PR #767, opened 2026-04-29
fix(aggiemap-angular): Replace RNS labels with actual space ID

### LINKED ISSUE #747: aggiemap-angular: Campus Main Parking Map missing layers

sloneearly:
This PR replaces the RNS labels with their actual `RNS_Num` instead of just "RNS."

image

Closes #747


danielgoldbergtamu (approved):
looks good.

PR #773, opened 2026-05-01
feat(aggiemap-angular): Add Requesting Maps & Changes info page

sloneearly:
Pre-requisite: #774 

This PR adds the new page "Requesting New Aggie Maps & Changes to Existing Maps" to AggieMap and adds a "Requesting Maps & Changes" link has been added to the help menu (question mark icon) on the main map page.

image
image
image

Closes #770

PR #772, opened 2026-05-01
feat(aggiemap-angular): Replace Aggie Map privacy page with link to TAMU's privacy page

sloneearly:
Pre-requisite: #774 

This PR removes the custom privacy page entirely and updates all "Privacy & Security" links (help menu, footer, and mobile sidebar) to point directly to the official TAMU privacy statement at tamu.edu, https://www.tamu.edu/statements/privacy.html.

https://github.com/user-attachments/assets/9b2feea3-aad6-4da8-9735-8c3ba27c920b

Closes #771

PR #775, opened 2026-05-01
fix(aggiemap-angular): Remove forbidden static import of lazy-loaded

### LINKED ISSUE #774: aggiemap-angular: aggiemap-ngx-core lint fails with "Imports of lazy-loaded libraries are forbidden" when affected by unrelated changes
The `aggiemap-ngx-core` library has a pre-existing lint error that goes undetected in CI until a PR happens to touch any file inside that library, at which point the linter runs on the whole project and surfaces the violation.

## Error example

> nx run aggiemap-ngx-core:lint
> 
> /libs/aggiemap/ngx/core/src/lib/services/event-notifications/event-notifications.service.ts
> Error: 3:1  error  Imports of lazy-loaded libraries are forbidden  @nx/enforce-module-boundaries

`aggiemap-ngx-core` already lazy-loads that same library via the Angular router:
`{ path: 'events', loadChildren: () => import('@tamu-gisc/ts/events/ngx').then((m) => m.TsEventsNgxModule) }
`

Because `aggiemap-ngx-core` is the library responsible for lazy-loading `ts-events-ngx`, `NX's @nx/enforce-module-boundaries` rule classifies `ts-events-ngx` as a lazy-loaded dependency of that project and forbids any static imports of it from within the same project.

## Resolution

Replace the static import with an 'InjectionToken'. The service defines a minimal local interface and accepts the definitions as an optional injected dependency. The actual 'EventDefinitions' array is provided in 'app.module.ts' inside the aggiemap-angular app, which is an application entry point and is not subject to the same module boundary restrictions as library code.

sloneearly:
This PR replaces direct EventDefinitions import in EventNotificationsService with an InjectionToken, providing the definitions from app.module.ts where the ts-events-ngx import is permitted.

`event-notifications.service.ts` was statically importing `EventDefinitions` directly from `@tamu-gisc/ts/events/ngx.` Because `aggiemap-ngx-core` already lazy-loads that same library via the Angular router (`loadChildren`), NX's `@nx/enforce-module-boundaries` rule treats it as a lazy-loaded library and forbids any static imports of it from within the same project, causing a lint error in CI whenever `aggiemap-ngx-core` appears in the affected set.

The fix replaces the static import with an `InjectionToken (EVENT_NOTIFICATION_DEFINITIONS)`. The service now declares a minimal local interface for the data it needs and injects the token as an optional dependency. The actual `EventDefinitions` array is provided in `app.module.ts` inside the aggiemap-angular app, which is an application entry point and is permitted to import from `@tamu-gisc/ts/events/ngx` without restriction. Runtime behavior is unchanged.

Required for #772 and #773
Closes #774

### DIFF
--- a/apps/aggiemap-angular/src/app/app.module.ts
+++ b/apps/aggiemap-angular/src/app/app.module.ts
@@ -6,8 +6,9 @@ import { HttpClientModule } from '@angular/common/http';
 import { Angulartics2Module } from 'angulartics2';
 
 import { env, EnvironmentModule } from '@tamu-gisc/common/ngx/environment';
-import { AggiemapNgxCoreModule } from '@tamu-gisc/aggiemap/ngx/core';
+import { AggiemapNgxCoreModule, EVENT_NOTIFICATION_DEFINITIONS } from '@tamu-gisc/aggiemap/ngx/core';
 import { NotificationModule, notificationStorage } from '@tamu-gisc/common/ngx/ui/notification';
+import { EventDefinitions } from '@tamu-gisc/ts/events/ngx';
 
 import * as environment from '../environments/environment';
 import { AppComponent } from './app.component';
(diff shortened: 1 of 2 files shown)


danielgoldbergtamu (changes requested):
Seems ok, but can you make it so that it does not remove the comments?

sloneearly:
> Seems ok, but can you make it so that it does not remove the comments?

Comments have been reapplied.

danielgoldbergtamu (approved):
Thanks.

PR #776, opened 2026-05-01
fix(aggiemap-angular): Dismiss search results on Escape and click-outside

### LINKED ISSUE #769: aggiemap-angular: search dropdown stuck - no escape option
### Issue

When a user types into the search box on the main Aggie Map and a list of results shows, there is no way to get out of the search.

Escape would be the normal way to dismiss the search results popup, but it does not work. 

### Resolution

Dismiss the search box results when

1. Escape is pressed.
2. The user clicks away from the search bar or search box i.e., clicks on anything outside of the search results. 
3. The users clicks back into the search bar.

sloneearly:
This PR makes it where search results now close when the user presses Escape or clicks anywhere outside the search component. The mobile input also gains the missing blur handler so clicking away behaves consistently with desktop.

https://github.com/user-attachments/assets/09370648-18c2-49e4-89d8-9f9af7694fdc

Closes #769

### DIFF
--- a/libs/ui-kits/ngx/search/src/lib/components/search-mobile/search-mobile.component.html
+++ b/libs/ui-kits/ngx/search/src/lib/components/search-mobile/search-mobile.component.html
@@ -9,7 +9,7 @@
       <div></div>
     </div>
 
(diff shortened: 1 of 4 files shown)


danielgoldbergtamu (approved):
Nice.

PR #526, opened 2020-02-28
(feat): support custom jest config paths via --config

### LINKED ISSUE #150: Cannot set custom jest.config.{js,ts} even with --config flag in test CLI command

agilgur5:
- --config will now be parsed shallow merged with the defaults,
  just like package.json.jest already is

- previously adding --config to tsdx test would result in jest
  outputting a usage prompt (I believe due to the second --config
  that's added internally) and then the somewhat cryptic
  "argv.config.match is not a function"
  - if --config is detected, it will be parsed, merged, and then
    deleted from argv so that this error doesn't occur anymore

Also dogfood `tsdx test` internally (this was the last thing needed for it to be possible) & improve Jest config typings

Fixes #150 , or rather what's left of it after #229 .

### DIFF
--- a/package.json
+++ b/package.json
@@ -25,7 +25,8 @@
     "build": "tsc -p tsconfig.json",
     "lint": "yarn build && yarn lint:post-build",
     "lint:post-build": "node dist/index.js lint src test --ignore-pattern 'test/tests/lint'",
-    "test": "yarn build && jest --config ./test/jest.config.json",
+    "test": "yarn build && yarn test:post-build",
+    "test:post-build": "node dist/index.js test --config ./test/jest.config.json",
     "watch": "chokidar \"./package.json\" \"./src/**/*.ts\" \"node_modules\\@jaredpalmer\\rollup-plugin-preserve-shebang\\dist\\index.js\" -c \"yarn build && echo Success\"",
     "start": "tsc -p tsconfig.json --watch"
   },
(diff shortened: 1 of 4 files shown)


agilgur5 (commented):
Seems ok to me. Would be good if there were a simpler way to remove the config argument or to customize Jest but probably can't do much better as of right now due to [Jest's very bare API](https://github.com/facebook/jest/issues/5048).

Issue #299, opened 2019-11-04
Example with subdirectories


arvigeus:
I want to be able to do this:

```
import { foo } from "foo";
import { bar } from "foo/bar"
```

Is this a bad practice? If not, can we have an example of how to do it in the docs?

sw-yx:
its fine, not bad practice. i’m just not sure we support it tbh.

arvigeus:
According to [this](https://github.com/rollup/rollup/issues/2216#issuecomment-391881386) it is possible if you pass a json object as input. Will try it now.

arvigeus:
Doesn't seem so...

ryanditjia:
I used TSDX to make a lib for my commonly used hooks, mixins, React components, utils here:
https://github.com/ryanditjia/apostrof/tree/master/src

I’d like to be able to import from apostrof/hooks, apostrof/mixins, and so on. But it looks like I can’t use TSDX for this use case?

What other option do I have?

arvigeus:
Rollup support that. TSDX uses it under the hood.

ryanditjia:
When I run yarn build, it generates empty bundles. Am I missing something in package.json?

slikts:
This is the same issue as #276.

Bundling libraries is ultimately a leftover from before automated dependency management or having an automated build step was the norm. A significant downside is that bundled sub-dependencies don't get deduplicated. It's a fairly large oversight in tsdx.

arvigeus:
I will close it now. Moving discussion to #276

agilgur5:
Actually seems like more of a duplicate of #175 & #365 , which are, to an extent, fixed by #367

PR #535, opened 2020-03-04
(feat): add --preserveModules flag

### LINKED ISSUE #276: Support Rollup's preserveModules
### Current Behavior

Currently a single bundle is output by rollup and module structure is not preserved.

### Desired Behavior

There should be a way to do deep imports from the packaged library like so: `import FooModule from "mylib/FooModule"`.

### Suggested Solution

Rollup has a [`preserveModules`][pm] option that includes the module structure in the built files.

A caveat is that the library should be published from the build directory to avoid having to include the build directory in the import path (like `import FooModule from "mylib/dist/FooModule"`).

[pm]: https://rollupjs.org/guide/en/#preservemodules

Here's a simple benchmark comparing deep vs bare imports from a large library: https://github.com/slikts/deep-vs-bare-import-bench

The performance impact of having to parse unused code is non-negligible for larger libraries, and it's compounding. Tree shaking only mitigates this for the final consumer but not while developing. Larger component libraries like MUI specifically support deep imports to avoid this problem.

### LINKED ISSUE #382: Allow disable output dist/index file
### Current Behavior

I have customized the `tsdx.config.js` as such

```
// Not transpiled with TypeScript or Babel, so use plain Es6/Node.js!
module.exports = {
  // This function will run for each entry/format/env combination
  rollup(config, options) {
    config.preserveModules = true;
    config.output.file = undefined;
    config.output.dir = `${__dirname}/${config.output.format}`;
    console.log(config);
    return config; // always return a config.
  },
};
```

Hope it to generate files that match the structure of sources in `${format}` dir .

However, there always is a `dist/index.js` file, which is not desired.

### Desired Behavior

Only `esm` and `cjs` dirs are generated, no `dist` dir.

### Suggested Solution

Support some customization to allow the pattern of keeping the structure of source files.

?

As `cjs` is not for the future, I may disable generating cjs modules to workaround it for some time. But it is not perfect.

agilgur5:
- this works the same way as Rollup's preserveModules option, leaving
  the module structure and not bundling any files together
  - format, env, and minify are used as directories instead of filename
    suffixes since the filename can't be changed without configuring
    output.entryFileNames (possibly a future improvement?)

Fixes #276, #299, #321 .
Might fix #382 , but need to think about what to do with `index.js`.
Related to #367, #175 , #365 

Things to Review / TODOs:
- [ ] add docs
- [ ] declaration files are currently duplicated in each format directory. I'm not sure if this is a problem or not. Changing this requires something like setting `declarationDir` (conflicts/depends on #488) and then not producing types multiple times (conflicts/depends on #367)
- [ ] `dist/index.js` is still created. I'm not sure if it still makes sense to have (related to #382). If it does, its content needs to be modified (conflicts/depends on #367) and maybe its location should be changed to `dist/cjs/index.js`?


agilgur5:
I'm thinking that -- in the future as it would be very breaking -- it might make sense to have TSDX eventually use `outDir` and `outFile` to determine whether to use `preserveModules` or not. That way there's no flags to configure, it just follows whatever you have in your `tsconfig.json`

Issue #91, opened 2019-05-08
Modules resolved absolutely against `src` are treated as external


a-type:
Followup to #89 and #87.

### Current Behavior

Running `tsdx create` initializes a `tsconfig.json` with absolute module resolution relative to the `src` directory. I have VS Code configured to prefer absolute paths if possible when importing modules, so if I have a module like...

`src/foo.ts`
```ts
export const foo = () => 'bar';
```

And I type

```ts
foo()
```

and hit Tab, VS Code will add the following import:

```ts
import { foo } from 'foo';
```

This is valid and properly resolved by Typescript. However, if I compile my library, the current Rollup behavior assumes that `foo` is an external module and doesn't include it in the bundle.

### Expected behavior

I would expect my local modules to be included in my bundle regardless of whether I imported them using 'absolute' resolution as above,

**OR**

I would expect `tsdx` to not initialize `tsconfig.json` with resolution rules which would lead me to believe importing modules relative to `src` is a valid thing to do.

### Suggested solution(s)

Either fix the external modules rules to properly understand local `src`-based resolution, or remove the default `src` resolution rules from `tsconfig.json` to avoid confusing users.

### Additional context

I probably hit this more often than most because I have configured my editor to prefer absolute path resolutions if available.

### Your environment

| Software         | Version(s) |
| ---------------- | ---------- |
| TSDX             | 0.5.7 
| TypeScript       | 3.4.3
| Browser          | N/A
| npm/Yarn         | NPM 6.2.0
| Operating System | Windows 10

sw-yx:
great issue. we should probably resolve this on a Rollup level. thanks for writing it up. i'll take a look at the rollup config  but am not sure how to solve it

sw-yx:
options:

- (first party) [rollup-plugin-alias](https://github.com/rollup/rollup-plugin-alias)
- [includePaths](https://github.com/dot-build/rollup-plugin-includepaths)
- handrolled https://github.com/rollup/rollup/issues/558
- [rollup-plugin-root-import](https://www.npmjs.com/package/rollup-plugin-root-import)

sw-yx:
probably want to add it [here](https://github.com/palmerhq/tsdx/blob/c2b9421e15c528c3b8aa835549c290693bdc9130/src/createRollupConfig.ts#L73). want to try it in a local version and PR?

jaredpalmer:
I defer to you @sw-yx

a-type:
[...]

Issue #512, opened 2020-02-18
More frequent releases please!


stevesims:
### Current Behavior

As of writing, the current release of tsdx is 0.12.3, which came out over 5 weeks ago, and there has since been 34 new commits, half of which have brought new or revised functionality.  This new functionality, as it has not been released, is not readily accessible to users of tsdx.

### Desired Behavior

More frequent updates please!

### Suggested Solution

Adopt a continuous release strategy.  When code is merged into master (and all tests are passing) a new release should be made.

If current tests are insufficient to ensure that the latest master branch is safe for release, then new tests should be added. 😀 

Some discussion on automated releases can be found in #254 

### Who does this impact? Who is this for?

All users of tsdx.

### Describe alternatives you've considered

I have tried to run tsdx directly from the github repo using `npx github:jaredpalmer/tsdx create package-name` however as of the time of writing this failed with the following error:
```
npm ERR! prepareGitDep src/index.ts(349,11): error TS2367: This condition will always return 'false' since the types '"START" | "BUNDLE_START" | "BUNDLE_END" | "END" | "ERROR"' and '"FATAL"' have no overlap.
npm ERR! prepareGitDep src/index.ts(351,24): error TS2339: Property 'error' does not exist on type 'RollupWatcherEvent'.
npm ERR! prepareGitDep   Property 'error' does not exist on type '{ code: "START"; }'.
```

### Additional context

n/a

agilgur5:
Seems like TSDX isn't alone here: https://github.com/jaredpalmer/razzle/issues/1159 😕 

I've emailed Jared to ask to make me a collaborator here and on NPM or move TSDX to an org. We'll see if there's any progress there.

agilgur5:
So I was added as a collaborator here and on my first day yesterday I closed 35+ issues, triaged, consolidated, labeled, etc, about 80% of open and _closed_ issues, and closed out ~15 PRs.

Did some more triage today and merging of PRs, but unfortunately I wasn't yet added as a collaborator on NPM, so I can't yet make releases.

That being said, I did merge #544 , so you should now be able to install from GitHub without the error listed above.

jaredpalmer:
Sorry I have been a bit MIA. Have been cranking  on Formik Inc. now full time and haven’t been on GitHub much. Similarly Shawn (@swyx)  is crazy busy as well. Giving contributor and publish rights to @agligur who has done an amazing job with this project over the last several months

MikelArnaiz:
[...]

PR #540, opened 2020-03-05
(fix): don't treat @/ ~/ alias as external module

rockmandash:
### Current Behavior

Treating none relative import as external.

### Desired Behavior

I know TSDX absolute import is under [discussion](https://github.com/jaredpalmer/tsdx/issues/91) right now.

But can we start supporting `@/` and `~/` as an alias of srcDir?

It's widely used in Nuxt community, see [documentation](https://nuxtjs.org/guide/directory-structure/#aliases)

### Suggested Solution

Don't treat import path that startsWith `@/` and `~/` as external.

So people can write their own absolute import plugin like this:

```js
function rollupPluginAbsoluteImport() {
  return {
    name: "rollup-plugin-absolute-import",
    resolveId(source: string) {
      if (source.startsWith("@/") || source.startsWith("~/")) {
        return path.resolve(paths.appSrc, "." + source.slice(1, source.length));
      }
      return null;
    }
  };
}
```

All users who can't wait to use absolute import path

There is no way to use the absolute import path for TSDX right now I think.

I tried a lot of rollup plugins...

### Additional context

Maybe release more often?

### DIFF
--- a/src/createRollupConfig.ts
+++ b/src/createRollupConfig.ts
@@ -56,6 +56,12 @@ export async function createRollupConfig(
       if (id === 'babel-plugin-transform-async-to-promises/helpers') {
         return false;
       }
+      /**
+       * ~/ or @/ for srcDir
+       */
+      if (id.startsWith('@/') || id.startsWith('~/')) {
+        return false;
+      }
       return external(id);
     },
     // Rollup has treeshaking by default, but we can optimize it further...


agilgur5:
A few things:

1. This is a feature, not a bugfix
2. There is a way to do aliases with `babel-plugin-module-resolver`, see this HOWTO: https://github.com/jaredpalmer/tsdx/issues/379#issuecomment-568202209
3. I think I could get behind a default using `@`, though this might need support in Parcel and Storybook examples for consistency. `~` I think is very confusing since that refers to homedir in unix.
4. RE: frequency of releases: #512 . I think you already up-voted it

PR #546, opened 2020-03-07
(env/refactor): use eslintrc ignorePattern instead of CLI arg

agilgur5:
just an internal change


agilgur5:
Ah, I see the lint tests fail since they use the same `.eslintrc` 😅 😅 . Wonder if there's a way to do configure with `.eslintrc` without affecting the tests... 🤔

agilgur5:
If we add a blank `eslintrc` into the lint folder that _might_ fix it from looking up a directory

PR #555, opened 2020-03-10
(fix): correctly read tsconfig esModuleInterop

### LINKED ISSUE #469: Esmodule options in rollup output is always undefined
Hi,

While working on #468 I noticed [this line of code](https://github.com/jaredpalmer/tsdx/blob/master/src/createRollupConfig.ts#L92)

```js
esModule: tsconfigJSON ? tsconfigJSON.esModuleInterop : false,
```

But `esModuleInterop` is a compiler option so I guess it should be 

```js
esModule: Boolean(tsconfigJSON?.compilerOptions?.esModuleInterop)
```

I can create a PR to fix this I just want to be sure that I'm not missing something here...

agilgur5:
- it's a property of compilerOptions, not of overall tsconfig
  - i.e. tsconfig.compilerOptions.esModuleInterop

- because this was incorrectly read, Rollup's esModule would always
  be set to `undefined`, and Rollup would then default to `true`
  - so esModuleInterop still wasn't being respected properly, I just
    shifted the defaults when I incorrectly patched this :/

(test): add tests for the default tsconfig as well as for when it's
explicitly set to false

Fixes #469 . Actually this was unintentionally fixed by me a short while ago when I updated #489 , but this improves the syntax and adds tests

This is a follow-up on bugs in #327

### DIFF
--- a/src/createRollupConfig.ts
+++ b/src/createRollupConfig.ts
@@ -95,7 +95,7 @@ export async function createRollupConfig(
       // (i.e. import * as namespaceImportObject from...) that are accessed dynamically.
       freeze: false,
       // Respect tsconfig esModuleInterop when setting __esModule.
-      esModule: tsCompilerOptions ? tsCompilerOptions.esModuleInterop : false,
+      esModule: Boolean(tsCompilerOptions?.esModuleInterop),
       name: opts.name || safeVariableName(opts.name),
       sourcemap: true,
       globals: { react: 'React', 'react-native': 'ReactNative' },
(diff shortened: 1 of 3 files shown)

_ _ _ _ _

Give the number of lines in the entries above that contain the string "undefined", and nothing more.

3